Procedures of the mechanical testing of spinal implants

ASTM F1717 Korpektomie Modell* We offer various test methods for the mechanical characterization of spinal implants in a vertebrectomy model in accordance with ASTM F1717. The vertebrectomy model simulates the bridging of a vertebral body without anterior support. The spinal implants are rigidly connected to two UHMWPE blocks with well-defined material properties, while a defined gap between the blocks simulates the absence of a vertebral body. The shape and properties of the test blocks are adapted to different regions of the spine (e.g., lumbar or cervical). Together with you, we select the appropriate test procedures for your individual spinal implants from the following options:

Static test methods

  1. Bending test under compression:
    The construct consisting of test blocks and spinal implant is clamped in the test fixture and a compressive load (max. 25 mm/min) is applied. The force–displacement curve is recorded and evaluated with respect to mechanical properties (including stiffness and strength) under compression.
  2. Bending test under tension:
    The construct consisting of test blocks and spinal implant is clamped in the test fixture and a tensile load (max. 25 mm/min) is applied. The force–displacement curve is recorded and evaluated with respect to mechanical properties (including stiffness and strength) under tension.
  3. Axial torsion:
    The construct consisting of test blocks and spinal implant is clamped in the test fixture and subjected to constant torsion (max. 60°/min). The axial load should be approximately zero. The torque–rotation angle curve is recorded and evaluated with respect to mechanical properties (including stiffness and strength) under torsion.

Dynamic test methods

Following the static investigations, tests are performed dynamically using new specimens over 5 million cycles. A constant ratio between maximum and minimum load of R = 10 must be maintained. The maximum load is initially selected freely. If the implants survive 5 million cycles, the load is adjusted and testing repeated. Ultimately, the difference between two load levels at which the implant fails dynamically or survives should be less than 10%. Tests are conducted under laboratory conditions (air and room temperature), but can also be repeated in Ringer’s solution at 37 °C if required, in order to simulate physiological environmental conditions and possible corrosive effects.

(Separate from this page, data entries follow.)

PR #8405, opened 2026-03-26
fix(core): properly propagate rejections in addListenerNative

vamsi2246:
Currently, `addListenerNative` creates a new promise that only handles the success case of the underlying `addListener` call, causing it to hang on failure. This PR refactors it to use `.then()` on the original call, ensuring that rejections are correctly propagated. This also fixes an unhandled rejection.


jcesarmobile:
please, before you continue creating pull requests, create issues and provide reproductions

PR #8417, opened 2026-03-30
chore: fix various typos discovered by codespell

ankitkumar572005:
Fixed various typos across the codebase found using codespell (e.g., datebase -> database, inital -> initial, compatable -> compatible).


OS-ruimoreiramendes:
Hey @ankitkumar572005, thanks for the contribution! While reviewing this PR, we found that the changes to the test files incorrectly added a space to `afterAll()`, turning it into `after all()` which breaks the syntax. Could you fix that in the following files?

- cli/test/add.android.spec.ts
- cli/test/add.ios.spec.ts
- cli/test/init.spec.ts
- cli/test/update.android.spec.ts
- cli/test/update.ios.spec.ts

Everything else looks good! Thanks again.

core/cordova.js
```diff
@@ -621,7 +621,7 @@
     };
     var channel = {
       /**
-       * Calls the provided function only after all of the channels specified
+       * Calls the provided function only afterAll of the channels specified
```
OS-ruimoreiramendes, line 624: This change doesn’t make sense, since it’s not referring to any testing hooks. It should remain as “after all”.

PR #8369, opened 2026-03-01
fix(android): invalid http range seeking

bwees:
Fixes a regression introduced in #8357.

Closes #8367.

Issue #8367, opened 2026-03-01
[Bug]: PR #8357 Regression


bwees:
### Capacitor Version

8.1.1-nightly-20260227T151709.0

### Other API Details

```Shell

```

### Platforms Affected

- [ ] iOS
- [x] Android
- [ ] Web

### Current Behavior

The addition of 

```
int bytesToSkip;
try {
   bytesToSkip = Integer.parseInt(fromRange);
   if (bytesToSkip > 0) {
       responseStream.skip(bytesToSkip);
   }
} catch (NumberFormatException ignored) {}
```

in PR #8357 improperly seeks the responseStream an additional bytesToSkip. 

I have checked the binary output via chrome devtools on 8.1.0 and then on 8.1.1 nightly and compared the outputs to a curl request against a vite dev server (which is my "source of truth" here since it properly serves the range requests when using it for hot reload).

#### Vite Dev Server (first 16 bytes)

This is the "expected" output from Capacitor server

```
curl 'http://localhost:5173/map/cstat.pmtiles' \
  -H 'sec-ch-ua-platform: "Android"' \
  -H 'Referer: https://localhost/' \
  -H 'User-Agent: Mozilla/5.0 (Linux; Android 16; SM-S911U1 Build/BP2A.250605.031.A3; wv) AppleWebKit/537.36 (KHTML, like Gecko) Version/4.0 Chrome/142.0.7444.102 Mobile Safari/537.36' \
  -H 'sec-ch-ua: "Chromium";v="142", "Android WebView";v="142", "Not_A Brand";v="99"' \
  -H 'range: bytes=389189-420083' \
  -H 'sec-ch-ua-mobile: ?1' --output test.pmtiles
```

Output (first 16 bytes): `1F 8B 08 00 00 00 00 00 00 FF 7C BC 09 98 54 D5`

#### Android on Capacitor 8.1.0 (same byte range as vite server)

Output (first 16 bytes): `1F 8B 08 00 00 00 00 00 00 FF 7C BC 09 98 54 D5`

#### Android on Capacitor 8.1.1-nightly-20260227T151709.0 (same byte range as vite server)

Output (first 16 bytes): `77 B0 9C B5 45 DE 28 50 43 EA E8 48 F3 54 B1 9D`

### Expected Behavior

The range request should seek to the correct position in the file as it did in v8.1.0. 

### Project Reproduction

See the current behavior.

### Additional Information

[...]

PR #8357, opened 2026-02-24
fix(android): Concurrent Range Requests for assets

biguphpc:
Rebased against the latest main Capacitor branch and updated to resolve merge conflicts for PR #5956.
Checking quickly for requirement in https://github.com/ionic-team/capacitor/pull/5956#issuecomment-3954571388

PR #8418, opened 2026-04-01
fix(android): range request truncation

### LINKED ISSUE #8371: [Bug]: HTTP Range Responses not within spec
### Capacitor Version

8.1.0

### Other API Details

```Shell

```

### Platforms Affected

- [ ] iOS
- [x] Android
- [ ] Web

### Current Behavior

This issue has been reported: https://github.com/ionic-team/capacitor/issues/7151#issuecomment-1897113728

When constructing the response for an HTTP Range request, the InputStream is not properly truncated at the end of the requested range. This results in the response including data from the specified start index, all the way to the end of the file.

The results of this failed truncation are as follows:
- The `Content-Length` response header gives a byte length that would be correct if the InputStream was truncated
- The `Content-Range` response header gives a byte range that would be correct if the InputStream was truncated

From my understanding of the HTTP Range spec, if the server plans to send the remainder of the file in the response (which is the current behavior of the Capacitor implementation), the Content-Length and Content-Range must be updated to reflect the extra returned length and ending byte range (length - 1).

This appears to cause issues specifically with the PMTiles decoder since it appears to rely on the response headers to understand how much data it received.

#### Reproduction Steps

1. Install dependencies and build app with pnpm (crucial for patches to apply)

 ```bash
pnpm i
pnpm build
pnpm cap sync android
pnpm cap run android
```

3. Using the demo app, observe a `cstat.pmtiles` request from within Chrome Devtools. 
4. You will see a Content-Length header in the response.
5. Convert the Content-Length value to hexadecimal
6. View the Response data tab in Devtools
7. Go to the Hexadecimal index you calculated in Step 3.
8. See that there is lots of data returned that exceeds the Content-Length. 
9. You will see that the data continues to the end of the file (`index = totalFileLength - startRange - 1` => Convert to Hex)
#### Example

Request Range: `bytes=850902-889367`
Response `Content-Length` Header: `38466` (0x00009642)
Response `Content-Range` Header: `bytes 850902-889367/3949417`

**Response Data @ 0x00009642**

Image

**Response Data @ 0x002F4792 (See step 7: 3949417-850902-1)**

Image

### Expected Behavior

The stream is properly truncated at the specified byte index or the response headers match the fact that the remainder of the file is sent. Ideally the stream is properly truncated to minimize large data transfer.

### Project Reproduction

https://github.com/bwees/range-request-capacitor-repro/tree/fix/lowercase-range

UPDATE: March 3 17:00 UTC, the example project was broken and has since been fixed

### Additional Information

The provided project branch includes a pnpm patch that resolves issues that are fixed in #8368. This is needed to properly debug this problem as otherwise the range response headers are not sent.

I also took multiple attempts at creating a PR to solve this issue but could not get the stream to properly truncate without a ERR:FAILED error being thrown or the Content-Length header being overridden before response to the client. Maybe someone more versed in the Web Server implementation has some insight but I was not able to solve it

bwees:
## Description

Range requests on Android did not properly truncate their streams leading to the remainder of the file being returned instead of only the specified range. The stream was properly seeked (seemingly automatically as discovered in #8369) but continued to respond with the rest of the file.

This PR creates a wrapper around InputStream that properly sends EOF once the specified number of bytes has been read.

## Change Type
- [x] Fix
- [ ] Feature
- [ ] Refactor
- [ ] Breaking Change
- [ ] Documentation

## Rationale / Problems Fixed

Closes https://github.com/ionic-team/capacitor/issues/8371

## Tests or Reproductions

The minimum reproduction app now loads the map with the patch applied in https://github.com/bwees/range-request-capacitor-repro/tree/range-fix-repro.

I also added additional tests for the BoundedInputStream class

## Screenshots / Media

N/A
## Platforms Affected
- [x] Android
- [ ] iOS
- [ ] Web

## Notes / Comments
Claude was used to build the BoundedInputStream class and corresponding tests were written to ensure accuracy.

### DIFF
--- a/android/capacitor/src/main/java/com/getcapacitor/WebViewLocalServer.java
+++ b/android/capacitor/src/main/java/com/getcapacitor/WebViewLocalServer.java
@@ -348,16 +348,22 @@ public class WebViewLocalServer {
             Map<String, String> tempResponseHeaders = handler.buildDefaultResponseHeaders();
             int statusCode = 206;
             try {
-                int totalRange = responseStream.available();
+                int totalSize = responseStream.available();
                 String[] parts = rangeString.split("=");
                 String[] streamParts = parts[1].split("-");
-                String fromRange = streamParts[0];
-                int range = totalRange - 1;
-                if (streamParts.length > 1) {
-                    range = Integer.parseInt(streamParts[1]);
+                int fromRange = Integer.parseInt(streamParts[0]);
+                int endRange = totalSize - 1;
+                if (streamParts.length > 1 && !streamParts[1].isEmpty()) {
+                    endRange = Integer.parseInt(streamParts[1]);
                 }
+
+                // Truncate the stream at the end of the requested range.
+                // Somewhere in the request pipeline, the stream gets automatically
+                // seeked to the correct start position, so we don't need to skip to the fromRange position here.
+                responseStream = new BoundedInputStream(responseStream, endRange + 1);
+
                 tempResponseHeaders.put("Accept-Ranges", "bytes");
-                tempResponseHeaders.put("Content-Range", "bytes " + fromRange + "-" + range + "/" + totalRange);
+                tempResponseHeaders.put("Content-Range", "bytes " + fromRange + "-" + endRange + "/" + totalSize);
             } catch (IOException e) {
                 statusCode = 404;
             }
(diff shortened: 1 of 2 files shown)


bviksoe:
This fixed a problem I had embedding a .pmtiles tile-map file for offline viewing of map data.

bwees:
Hey there is there any updates on if this PR can be merged? I am happy to make any additional changes that the team requests.

Jin1c-3:
Third app in this thread, for whatever the pile-on is worth: I maintain an Obsidian plugin that draws offline basemaps, and it lands on the same `_capacitor_file_` path with the same PMTiles-shaped problem.

Measured against a 100 MB archive on Android 16 / WebView 133, with byte `i` written as `i % 251` so the offsets are actually checkable:

| read | body actually delivered | time |
| --- | --- | --- |
| 127-byte header at offset 0 | **104,857,600 bytes** | 286 ms |
| 10 bytes at offset 90,000,000 | 14,857,600 bytes | 64 ms |
| 50 scattered 1 KB tile reads | **2.73 GB** | 5,619 ms |

The first row is the one that gets you. A PMTiles header sits at offset 0, so the very first read of the archive drags the whole thing through the renderer — 127 bytes asked for, 100 MB delivered, before you've drawn a single tile.

I arrived at the comment in your diff from the other end: the `skip()` in #8357 double-offsetting (#8367) only makes sense if something below the Java layer is already seeking off `Content-Range`. Good to see the patch say that out loud instead of working by accident.

We ended up with a renderer-side workaround — read the stream, stop once you have the requested length, `cancel()` — which pulls one 64–256 KB chunk instead of the remainder of the file. Those 50 tile reads go from 2.73 GB / 5.6 s to about 3 MB / 67 ms. It only works because the *start* offset is honoured, so the bytes are correct, just absurdly over-delivered. It isn't a fix: anything that trusts `Content-Length` still gets a malformed response, and everyone downstream pays for a workaround they shouldn't have to write.

@bwees I wouldn't write it off. #8271 sat open since December and landed last month, and a couple of other outside PRs merged within a day or two recently. One commit, tests, no conflicts — as easy as a review gets.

INNOPROOF GmbH is accredited for dynamic testing.

ASTM F2077 Fusionsimplantate* We offer various test methods for the mechanical characterization of spinal fusion implants in accordance with ASTM F2077. Together with you, we select the appropriate test procedures for your individual fusion implants from the following options:

Static test methods

  1. Compression test:
    The fusion implant is placed between two steel blocks and clamped in the test fixture. The surfaces of the blocks are adapted to the implant geometry. The construct is loaded with a constant displacement (max. 25 mm/min), and the force–displacement curve is recorded and evaluated with respect to mechanical properties (including stiffness and strength) under compression.
  2. Shear test:
    This test is performed in the same manner as the compression test, except that the lower block has a base inclined by 27° or 45°. As a result, both compressive and shear loads act on the implant.
  3. Axial torsion:
    As in the compression and shear tests, the fusion implant is clamped between two blocks. Depending on the intended implantation region of the spine, an axial preload of 100 N (cervical), 300 N (thoracic), or 500 N (lumbar) is applied. While maintaining constant axial load, a rotation is applied at a constant rate (60°/min), and a torque–rotation angle curve is recorded. This curve is evaluated with respect to mechanical properties (including stiffness and strength) under torsion.

Dynamic test methods

Following the static investigations, tests are performed dynamically using new specimens over 5 million cycles, with test blocks made of polyacetal. A constant ratio between maximum and minimum load of R = 10 must be maintained for dynamic compression and shear tests, and R = 1 for dynamic torsion tests. The maximum load should correspond to 25%, 50%, or 75% of the respective maximum load. Ultimately, the difference between two load levels at which the implant either fails dynamically or survives should be less than 10%. The test ends when 5 million load cycles are reached or when mechanical failure of the implants occurs. Tests are conducted under laboratory conditions (air and room temperature), but can also be repeated in Ringer’s solution at 37 °C if required to simulate physiological environmental conditions and possible corrosive effects.